We still don't have a document listing the actual dimensions of the bushings but someday we'll get there. If anyone happens to have a bushing/kit list for any of the suppliers feel free to let me know and we can add it to this thread and update the title!

Reactions: Like 2 | Way Cool 2 | Useful 1


----------



## Schroedc

@ripjack13 was able to get us the Woodcraft bushing list as well!

Reactions: Like 2


----------



## ripjack13

Here's another Bushing list, from Pennstate, called The Bushing Book. It's really just drawn pictures of the bushing, but gives the sizes of ID and OD as well as length.
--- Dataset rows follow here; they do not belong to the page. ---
PR #2423, opened 2026-08-31
fix(e2e): TEST_VIRT excludes kdm specs, enable split-job e2e (issue #2413 option B)

### LINKED ISSUE #2413: Poll: how to fix e2e-test-kubevirt-aws hitting the 2h Prow step timeout
Context: while validating PR #2404, `ci/prow/5.0-e2e-test-kubevirt-aws` failed by hitting Prow&#39;s default 2h step timeout (`sigs.k8s.io/prow/pkg/entrypoint.DefaultTimeout`, no override set in this job&#39;s `openshift/release` config).

**Update:** the spec that hits [CNV-85377](https://redhat.atlassian.net/browse/CNV-85377)/[CNV-89684](https://redhat.atlassian.net/browse/CNV-89684) (checkpoint deletion with `maxIncrementalBackups=0`) is already scaffolded as a `ginkgo.PIt` (compile-time pending) in PR #2404 -- it contributes zero runtime, since it never executes. Recent runs confirm this: no occurrence of that freeze pattern, yet the job still hits the 2h ceiling. The real breakdown, from an actual recent run&#39;s per-spec durations (test-execution phase only, which is what the 2h ceiling applies to):

- 8 non-kdm CSI/CSI+datamover specs (this job runs `TEST_VIRT=true`, the full virt suite, not scoped to kdm): ~326-738s each, summing to **~60 min**
- `"full backup, incremental chain, restart, and max-limit fallback"` (does 4 sequential backups in one `It`): **~24.5 min**
- `"restore run-state flip..."` and `"restore a multi-PVC VM..."` (PR #2404&#39;s two newly-unpended kdm specs, previously `PIt`, now real): **~10 min** and **~24 min** respectively

Total: **~1h55m** of test-execution alone, already brushing the ~120min ceiling before counting cluster-install time separately -- and PR #2404&#39;s two newly-real specs are the straw that pushes some runs over. This is plain additive overrun from legitimate spec runtime, not any single stuck/flaking spec.

Vote by reacting 👍 on the option(s) you&#39;d support (multiple OK if you see them as complementary):

**A — Bump the timeout**
Add `timeout: 3h0m0s` to this job&#39;s `test` step in `openshift/release`. Minimal, fast, no test-code risk. Doesn&#39;t address the underlying runtime growth — just buys headroom.

**B — Split into two jobs**
`e2e-test-kubevirt-aws` (non-kdm CSI, ~60m) + a new kdm-only job (`TEST_VIRT_KDM=true`, ~50m+ and growing as more kdm specs get unpended). Both comfortably clear the 2h default with no override needed, and CI feedback arrives in parallel instead of serially. Costs a second job&#39;s cluster-bootstrap overhead (~47m) and more openshift/release config to maintain.

**C — Eliminate redundant coverage**
Audit whether the 9 non-kdm CSI specs are already covered by another virt CI job; if so, drop them from this job. Best long-term fix (real time saved, not just a bigger budget) but needs the audit done first.

~~**D — Fail fast on the known-unfixable flake**~~
~~[CNV-89684](https://redhat.atlassian.net/browse/CNV-89684) hits every AWS kdm run so far with no retry ever recovering it. Reduce `flakeAttempts` to 1 (or skip immediately) for the affected specs on AWS instead of paying the ~20m wait each time.~~ **Superseded**: the [CNV-85377](https://redhat.atlassian.net/browse/CNV-85377)/CNV-89684-affected spec is already `ginkgo.PIt` (pays zero runtime), and recent runs show the timeout is driven by plain additive real-spec runtime, not this flake recurring. No longer a relevant option here.

My updated read: **A as an immediate stopgap** while **C** gets investigated, with **B** as the follow-up if C shows the CSI specs aren&#39;t actually redundant elsewhere — but posting for the team to weigh in rather than deciding unilaterally.

> [!Note]

kaovilai:
## Summary
- `TEST_VIRT=true` now excludes `kdm`-labeled specs from `TEST_FILTER`
- `TEST_VIRT_KDM=true` still isolates kdm specs regardless of `TEST_VIRT`/`TEST_VIRT_GA`, and takes precedence

This enables option B from #2413: splitting `e2e-test-kubevirt-aws` into a non-kdm CSI job (`TEST_VIRT=true`) and a separate kdm-only job (`TEST_VIRT_KDM=true`), so each comfortably clears the 2h Prow step timeout instead of one job running both suites serially.

Fixes #2413

## Test plan
- [x] `TEST_VIRT_KDM=false TEST_VIRT=true` → filter resolves to `... && (virt) && (! kdm) && ...`
- [x] `TEST_VIRT_KDM=true TEST_VIRT=false` → filter resolves to `... && (kdm) && ...`
- [ ] openshift/release job config update to add the split kdm job (follow-up)

> [!Note]

## Summary by CodeRabbit

* **Tests**
  * Improved virtualized test selection with clearer handling for KDM-specific coverage.
  * When the KDM option is enabled, only KDM tests run.
  * When disabled, KDM tests are excluded from general virtualized testing.
  * Leaving the option unset preserves the existing virtualized test selection behavior.

### DIFF
--- a/Makefile
+++ b/Makefile
@@ -1003,9 +1003,11 @@ TEST_VIRT ?= false
 # TEST_VIRT_KDM runs only the kubevirt-datamover-specific specs (ginkgo label
 # "kdm", a subset of "virt") -- for CI jobs that build/test against the
 # kubevirt-datamover-controller/-plugin repos specifically and don't need the
-# full TEST_VIRT suite's runtime. TEST_VIRT=true already covers these specs
-# too, since they carry both labels -- this only matters when TEST_VIRT_KDM
-# is set WITHOUT TEST_VIRT.
+# full TEST_VIRT suite's runtime. TEST_VIRT=true excludes kdm specs (see
+# TEST_FILTER below) so the two suites can run as separate, parallel CI jobs
+# without overlap -- see https://github.com/openshift/oadp-operator/issues/2413
+# option B. Set TEST_VIRT_KDM=true (with or without TEST_VIRT) to run kdm
+# specs only.
 TEST_VIRT_KDM ?= false
 HCO_INDEX_TAG ?= 1.18.0
 # hcp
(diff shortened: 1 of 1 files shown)


kaovilai:
/hold cancel

Reworked to distinguish unset vs explicit `TEST_VIRT_KDM=false` via `$(origin)`. Existing openshift/release jobs that don't set `TEST_VIRT_KDM` at all keep today's kdm coverage under `TEST_VIRT=true` unchanged — this no longer breaks any release job's coverage until that job's config is updated to explicitly adopt `TEST_VIRT_KDM=false` for the split.

> [!Note]

weshayutin (approved):

sseago (approved):

shubham-pampattiwar (approved):
/lgtm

https://www.pennstateind.com/library/bushing_book.pdf

Reactions: Like 1 | Thank You! 2 | Way Cool 1


----------



## KnotBoard

You may find this pdf to be useful. It includes bushing and tube sizes from 20 different pen kit suppliers.

Here it is:
http://content.penturners.org/library/general_reference/20_bush_tube.pdf

There is also an app for iPhones with this information in a searchable format.

https://itunes.apple.com/us/app/iap-bushings-tubes-reference/id1062399336?mt=8

Reactions: Like 2 | Thank You! 1


----------



## rdabpenman

Les


----------



## Tony

I have this app on my Android phone that lists all the info for tons of kits, thanks @ripjack13 !

Reactions: Like 1 | Way Cool 1


----------



## Wildthings

A TRUE TEXAN!!

Reactions: Agree 1 | Funny 1


----------



## Maverick

LOL...that Whataburger app was the first thing I noticed too. That is one of the things I miss most about Texas. Wish they would move West.


----------